There you go your hooked now...


----------



## realtorterry (Aug 18, 2011)

Nice roll on that fattie. Did the sundried tomatoes come through?


----------



## wndrrd (Aug 18, 2011)

Looks good. 

Are you sure it was your first? I am going to have to try the sun dried tomatoes in my next fatty.

Thanks for the idea!


----------



## smoking shawn86 (Aug 18, 2011)

that looks fantastic makes it makes my mouth water cant wait to make my own


----------



## bigeyedavid (Aug 18, 2011)

Nice weave lookin good yummy


----------



## meateater (Aug 18, 2011)

Great Job !


----------



## don383 (Aug 18, 2011)

great looking fatty!!  The bacon looks good and crispy!   The sun dried tomatoes give it a great look for serving

Nice work and good cooking!!


----------



## cooker (Aug 19, 2011)

Great Q view!
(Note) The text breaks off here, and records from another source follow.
PR #2208, opened 2017-12-08
Updated the changelog to incorporate the new network map design as on…

shamsasari:
…e story.

### DIFF
--- a/docs/source/changelog.rst
+++ b/docs/source/changelog.rst
@@ -8,6 +8,48 @@ UNRELEASED
 ----------
 * Support for external user credentials data source and password encryption [CORDA-827].
 
+
+* The network map service concept has been re-designed. More information can be found in :doc:`network-map`.
+
+   * The previous design was never intended to be final but was rather a quick implementation in the earliest days of the
+     Corda project to unblock higher priority items. It sufffers from numerous disadvantages including lack of scalability,
+     as one node is expected to hold open and manage connections to every node on the network; not reliable; hard to defend
+     against DoS attacks; etc.
+
+   * There is no longer a special network map node for distributing the network map to the other nodes. Instead the network
+     map is now a collection of signed ``NodeInfo`` files distributed via HTTP.
+
+   * The ``certificateSigningService`` config has been replaced by ``compatibilityZoneURL`` which is the base URL for the
+     doorman registration and for downloading the network map. There is also an end-point for the node to publish its node-info
+     object, which the node does each time it changes. ``networkMapService`` config has been removed.
+
+   * To support local and test deployments, the node polls the ``additional-node-infos`` directory for these signed ``NodeInfo``
+     objects which are stored in its local cache. On startup the node generates its own signed file with the filename format
+     "nodeInfo-*". This can be copied to every node's ``additional-node-infos`` directory that is part of the network.
+
+   * Cordform (which is the ``deployNodes`` gradle task) does this copying automatically for the demos. The ``NetworkMap``
+     parameter is no longer needed.
+
+   * For test deployments we've introduced a bootstrapping tool (see :doc:`setting-up-a-corda-network`).
+
+   * ``extraAdvertisedServiceIds``, ``notaryNodeAddress``, ``notaryClusterAddresses`` and ``bftSMaRt`` configs have been
+     removed. The configuration of notaries has been simplified into a single ``notary`` config object. See
+     :doc:`corda-configuration-file` for more details.
+
+   * Introducing the concept of network parameters which are a set of constants which all nodes on a network must agree on
+     to correctly interop.
+
+   * The set of valid notaries has been moved to the network parameters. Notaries are no longer identified by the CN in
+     their X500 name.
+
+   * Single node notaries no longer have a second separate notary identity. Their main identity *is* their notary identity.
+     Use ``NetworkMapCache.notaryIdentities`` to get the list of available notaries.
+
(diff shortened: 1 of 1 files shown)


docs/source/changelog.rst
```diff
@@ -6,6 +6,47 @@ from the previous milestone release.
...
+   * The previous design was never intended to be final but was rather a quick implementation in the earliest days of the
+     Corda project to unblock higher priority items. It sufffers from numerous disadvantages including lack of scalability,
+     as one node is expected to hold open and manage connections to every node on the network; not reliable; hard to defend
+     against DoS attacks; etc.
+
+   * There is no longer a special network map node for distributing the network map to the other nodes. Instead the network
+     map is now a collection of signed ``NodeInfo`` files distributed via HTTP.
+
+   * The ``certificateSigningService`` config has been replaced by ``compatibilityZoneURL`` which is the base URL for the
+     doorman registration and for downloading this signed network map file. There is also an end-point for the node to
```
kasiastreich: "signed network map file**s**", network map is just collection of hashes

docs/source/changelog.rst
```diff
@@ -6,6 +6,47 @@ from the previous milestone release.
...
+     publish its node-info object, which it does each time it changes. ``networkMapService`` config has been removed.
```
kasiastreich: "which is done each time the structure changes" or something more detailed, because now we have double "it" that indicates that node changes.

docs/source/changelog.rst
```diff
@@ -6,6 +6,47 @@ from the previous milestone release.
...
+
+   * To support local and test deployments, the node polls the ``additional-node-info`` directory for these signed ``NodeInfo``
```
kasiastreich: additional-node-info**s**

docs/source/changelog.rst
```diff
@@ -6,6 +6,47 @@ from the previous milestone release.
...
+     objects which are stored in its local cache. On startup the node generates its own signed file with the filename format
+     "nodeInfo-*". This can be copied to every node's ``additional-node-info`` directory that is part of the network.
```
kasiastreich: Same

docs/source/changelog.rst
```diff
@@ -6,6 +6,47 @@ from the previous milestone release.
...
+
+   * Cordform does this copying automatically for the demos, and for test deployments we've introduced a bootstrapping
```
kasiastreich: I would add that it does it on `deployNodes` task.

docs/source/changelog.rst
```diff
@@ -6,6 +6,47 @@ from the previous milestone release.
...
+     tool that automates this (see :doc:`setting-up-a-corda-network`). The ``NetworkMap`` parameter is no longer needed.
```
kasiastreich: What is `NetworkMap parameter` and when it was needed?

docs/source/changelog.rst
```diff
@@ -6,6 +6,47 @@ from the previous milestone release.
...
+
+   * The concept of advertised services has been removed. Nodes no longer advertise services they offer. It is now expected
```
kasiastreich: That was in previous changelog. I removed `advertisedServices` for V1

docs/source/changelog.rst
```diff
@@ -6,6 +6,47 @@ from the previous milestone release.
...
+     that parties will know beforehand the services their counterparts offer.
+
+   * ``extraAdvertisedServiceIds`` config has been removed as part of this. The only use of this config was for notaries,
```
kasiastreich: (...) as part of this work/redesign

kasiastreich: Which also reminds me, that this was pain for our own deployment, because people don't read the docs. Do we have some check on configs parsing, that we no longer specify `extraAdvertisedServiceIds`? With useful information that we changed to notary config and something like "please read the docs" ;) ?

docs/source/changelog.rst
```diff
@@ -6,6 +6,47 @@ from the previous milestone release.
...
+     which has been simplified. ``notaryNodeAddress``, ``notaryClusterAddresses`` and ``bftSMaRt`` have been removed and
+     replaced by a single ``notary`` config object. See :doc:`corda-configuration-file` for more details.
+
+   * Introducing the concept of network parameters which are a set of constants which all nodes on a network must agree on
```
kasiastreich: Introduced? Not sure though

docs/source/changelog.rst
```diff
@@ -6,6 +6,47 @@ from the previous milestone release.
...
+     to correctly interop.
+
+   * The definition of a notary has been moved from advertised services to the network parameters. This removes the need
```
kasiastreich: It's worth mentioning that we also removed the second identity for single notaries! Looking up the notary identity should be done through `NetworkMapCache.notaryIdentities` or RPC.

docs/source/changelog.rst
shamsasari: I will rephrase to just "network map" to avoid adding too much detail

docs/source/changelog.rst
shamsasari: Yes, I think it will make sense to do that. I'll raise for master

docs/source/changelog.rst
shamsasari: Good point.

docs/source/changelog.rst
shamsasari: Removed

shamsasari:
Comments addressed.

shamsasari:
Did you mean to request changes? I don't see any comments.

I bet it tasted as good as it looks. Seeing results like this makes me want to try one myself. Good Job


----------



## ejbreeze (Aug 21, 2011)

I keep telling myself I'm going to give this a try.  You have a nice pattern and eye appeal.  Was it tasty?


----------



## dogcop1us (Aug 22, 2011)

yep was very tasty, although i think I left it in just a little bit to long


----------